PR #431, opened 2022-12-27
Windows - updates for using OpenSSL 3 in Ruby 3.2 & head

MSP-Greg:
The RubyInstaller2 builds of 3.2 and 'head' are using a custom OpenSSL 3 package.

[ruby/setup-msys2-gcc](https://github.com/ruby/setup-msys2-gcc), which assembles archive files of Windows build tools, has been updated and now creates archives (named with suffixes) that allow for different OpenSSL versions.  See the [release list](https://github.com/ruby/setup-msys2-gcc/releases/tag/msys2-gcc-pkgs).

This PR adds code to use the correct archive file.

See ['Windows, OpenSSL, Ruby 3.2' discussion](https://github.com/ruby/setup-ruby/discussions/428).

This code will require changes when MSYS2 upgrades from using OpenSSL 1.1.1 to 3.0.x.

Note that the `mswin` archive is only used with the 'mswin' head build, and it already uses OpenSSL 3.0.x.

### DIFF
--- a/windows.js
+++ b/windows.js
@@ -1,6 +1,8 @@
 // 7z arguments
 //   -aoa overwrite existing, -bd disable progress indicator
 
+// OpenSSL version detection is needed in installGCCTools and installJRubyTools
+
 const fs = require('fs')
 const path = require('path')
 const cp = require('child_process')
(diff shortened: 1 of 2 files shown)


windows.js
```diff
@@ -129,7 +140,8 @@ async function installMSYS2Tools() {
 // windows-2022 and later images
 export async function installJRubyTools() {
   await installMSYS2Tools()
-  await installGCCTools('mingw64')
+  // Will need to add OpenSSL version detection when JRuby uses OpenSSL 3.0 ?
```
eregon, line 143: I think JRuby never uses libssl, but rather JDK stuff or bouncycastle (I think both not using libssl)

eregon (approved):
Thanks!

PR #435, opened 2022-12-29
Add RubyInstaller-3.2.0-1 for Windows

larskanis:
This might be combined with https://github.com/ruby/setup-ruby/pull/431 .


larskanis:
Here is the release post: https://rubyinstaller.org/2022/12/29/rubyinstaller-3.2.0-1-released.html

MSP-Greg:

________

Your goal = Find the lines in the data that include "function", then copy each of them.

Exercise result =
@@ -129,7 +140,8 @@ async function installMSYS2Tools() {
 export async function installJRubyTools() {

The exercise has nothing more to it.